[Start of Attachment]
PR #3956, opened 2024-03-29
Update Sonatype snapshot URL

aSemy:
I couldn't resolve the latest Kotest snapshot release from https://oss.sonatype.org/content/repositories/snapshots. However, https://s01.oss.sonatype.org/content/repositories/snapshots worked.

This is a quick edit via the GitHub web gui. Do other parts of the docs need to be updated too?


OliverO2:
Whoa, there are snapshots! Why did I never read that page all the way down? Such a time saver.

sksamuel:
thanks!

PR #3968, opened 2024-04-11
Fix json assertions artifact coordinate in docs

TWiStErRob:
Affecting: https://kotest.io/docs/assertions/json/json-overview.html

https://mvnrepository.com/artifact/io.kotest/kotest-assertions-json, the other one apparently never existed (according to mvnrepository).

Fix https://github.com/kotest/kotest/pull/3898 cc @jlous


sksamuel (approved):

sksamuel:
Thanks!

PR #3971, opened 2024-04-17
Add kotlin-faker to extensions list

serpro69:
Hi,
I've been using kotest for many years now, and thought it would be nice to contribute to the kotest community by providing an extension for kotest property testing, which allows one to generate even a larger variety of data than the built-in Arbs. 

Should I also update other versions of the docs? Which ones?

Also maybe you want to consider adding a link to the extension somewhere in kotest property docs? E.g. https://kotest.io/docs/proptest/property-test-extra-arbs.html


Kantis (approved):

Kantis:
I added it in non-versioned docs as well, which is the basis for all future versioned docs :)

PR #3976, opened 2024-04-19
Fix verifier in contain exactly in any order 

### LINKED ISSUE #3840: containExactlyInAnyOrder does not handle custom verifier properly
**latest code from master**
the following code shows the issue. these two lists should match wrt this verifier, but they don't:
```kotlin
            val caseInsensitiveStringEquality: Equality<String> = object : Equality<String> {
               override fun name() = "Case Insensitive String Matcher"

               override fun verify(actual: String, expected: String): EqualityResult {
                  return if(actual.uppercase() == expected.uppercase())
                     EqualityResult.equal(actual, expected, this)
                  else
                     EqualityResult.notEqual(actual, expected, this)
               }
            }
            listOf("apple", "Apple") should containExactlyInAnyOrder(listOf("APPLE", "APPLE"), caseInsensitiveStringEquality)
```
we could:
* just remove custom verifier
* replace verifier with a mapper (value: T) -> mappedValue: U and map all elements in both collections before comparison
* try to fix it while keeping the signature, which might be challenging

What should we do?

AlexCue987:
use custom verifier properly in `containExactlyInAnyOrder`, making sure it is commutative,
fix https://github.com/kotest/kotest/issues/3840


sksamuel:
If we resolve conflicts I can take a look.

AlexCue987:
> If we resolve conflicts I can take a look.

done

AlexCue987:
there are so many conflicts, not worth resolving. starting from scratch: https://github.com/kotest/kotest/pull/4160

Issue #3981, opened 2024-04-25
Arb.list fails within edge cases in case of null values 


oliverblaha:
Test case: `Arb.list(Arb.constant(null), 1..100).edgecases().forAll { }`

Expected: Passes and generates lists of null with a variable length.
Actual: `java.util.NoSuchElementException: Collection is empty.` in collections.kt, Line 108.

Note: This passes if the lower boundary is set to `0`.

Currently, edge cases returning null will lead to the conclusion "there is no edge case for this arb" and subsequently fall back to use a random value. If this is null, too, then the particular edge case for the list is ignored. However, this is not only incorrect (either the edge case or the random value might actually be null), but causes no edge case to be left; therefore the random selection of edge cases fails with "Collection is empty."

I'll submit a PR to address this.

oliverblaha:
Fixed in 5.9.0.

Kantis:
Change being reverted due to performance impact. In 6.0 we will change the `Arb.edgecase(rs: RandomSource)` function to return a `Sample<A>?` which lets us handle the nested nullability problem (`null` can currently symbolize both the absence of an edgecase, and the `null` edgecase)

oliverblaha:
That's a pity, as this will cause some tests to break again :(
Do you have any example that illustrates the performance impact?

oliverblaha:
Ah - found the reported issue; I like addressing the nullability issue. However, how about going back to previous behavior, but with a workaround for the failing test issue?

What happened was: if the result was null, it would be treated as "there is no edge case", leading to an index exception.
We could relatively easily work around that: if the list of edge cases is empty (which then would cause the exception), just return a list with a single null value. Not perfect, but beats throwing an exception.

(Edit: obviously this shall be a temporary workaround until 6.0, assuming the latter will still take a while.)

Kantis:
Could you draft a PR to show what you mean? I'll create a separate issue for addressing nullability

oliverblaha:
Hi @Kantis, sorry for the delay.
If drafted a PR that shows what I meant (although it's not actually returning a list with a single null, but simply null instead).

This still passes the new regression test, as well as the tests I wrote for the original issues.
Still needs a proper solution for edge-case-nullability though.

PR #3982, opened 2024-04-25
Fix Arb.list failing within edge cases in case of null values

oliverblaha:
This shall fix the issue as described in https://github.com/kotest/kotest/issues/3981.
Instead of just assuming that a null value means "there is no edge case", this change adds explicitly checking that, effectively fixing the problem.


kotest-property/src/jvmTest/kotlin/com/sksamuel/kotest/property/arbitrary/CollectionsTest.kt
```diff
@@ -91,6 +92,11 @@ class CollectionsTest : DescribeSpec({
             it.shouldHaveAtMostSize(500)
          }
       }
+
+      it("not fail on edge cases for non-empty lists with null values") {
```
AlexCue987: as the success here is "it doesn't throw an exception", should we say so: `shouldNotThrowAny ...`
also do we need to add any other checks for the output?

oliverblaha:
shouldNoThrowAny sounds great.
Don't think a check on the output adds any benefit though, but I'll give it
another thought.

oliverblaha:
Updated: I've added some more scenarios and introduced some output checks.

Kantis (approved):

PR #3983, opened 2024-04-26
singleElement-more-info 

AlexCue987:
provide more info when `singleElement` fails. add one of the following:
* Element found at index(es): [1]
* Element not found in collection


sksamuel (approved):

sksamuel:
lgtm

PR #3984, opened 2024-04-26
shouldExist-more-info (#62)

AlexCue987:
print more information when `shouldExist` fails:
* before: `Collection [1, 2, 3, 2] should not contain an element that matches the predicate (kotlin.Int) -> kotlin.Boolean`
* this PR adds `, but elements with the following indexes matched: [1, 3]`


sksamuel (approved):

sksamuel:
lgtm

PR #3985, opened 2024-04-26
shouldHaveElementAt-more-info 

AlexCue987:
print more info when `haveElementAt` fails. examples:
* Collection [\"a\", \"b\", \"c\"] should contain \"b\" at index 3, but collection was shorter
* Collection [\"a\", \"b\", \"c\"] should contain \"b\" at index 2, but element was different. Expected: <\"b\">, but was <\"c\">


kotest-assertions/kotest-assertions-core/src/jvmTest/kotlin/com/sksamuel/kotest/matchers/collections/CollectionMatchersTest.kt
```diff
@@ -143,6 +143,16 @@ class CollectionMatchersTest : WordSpec() {
             tests should haveElementAt(0, TestSealed.Test1("test1"))
             tests.shouldHaveElementAt(1, TestSealed.Test2(2))
          }
+         "indicate than collection is too short" {
```
metters:
```suggestion
         "indicate that collection is too short" {
```

metters (approved):

sksamuel (approved):

PR #909, opened 2023-02-09
[Common] Add memory usage tool

eve-le-guillou:
Hi all,

This PR adds a memory measuring function in the common functionalities.

It uses `getrusage` to find the memory used during the execution of the process. The output quantity is in Kilo Bytes.

If TTK is compiled and executed with MPI, the maximum use of memory is computed and can be found on process 0.

Here is a snippet of example code:

    ttk::Memory m;
    float usedMemory = m.getTotalUsage();


julien-tierny:
looks good, thanks!

PR #910, opened 2023-02-13
[VTK Layer] The ttkLDistance module now writes the Lp-distance in the…

atalon-lip6:
Small addition in the VTK Layer so that the ttkLDistance module stores  the Lp-distance in the field data of its output.


julien-tierny:
great, thanks!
[End of Attachment]
WORK TASK -> Quote every line from the beginning of the entries up to and including the line that contains "I couldn't resolve".

TASK ANSWER ->
PR #3956, opened 2024-03-29
Update Sonatype snapshot URL

aSemy:
I couldn't resolve the latest Kotest snapshot release from https://oss.sonatype.org/content/repositories/snapshots. However, https://s01.oss.sonatype.org/content/repositories/snapshots worked.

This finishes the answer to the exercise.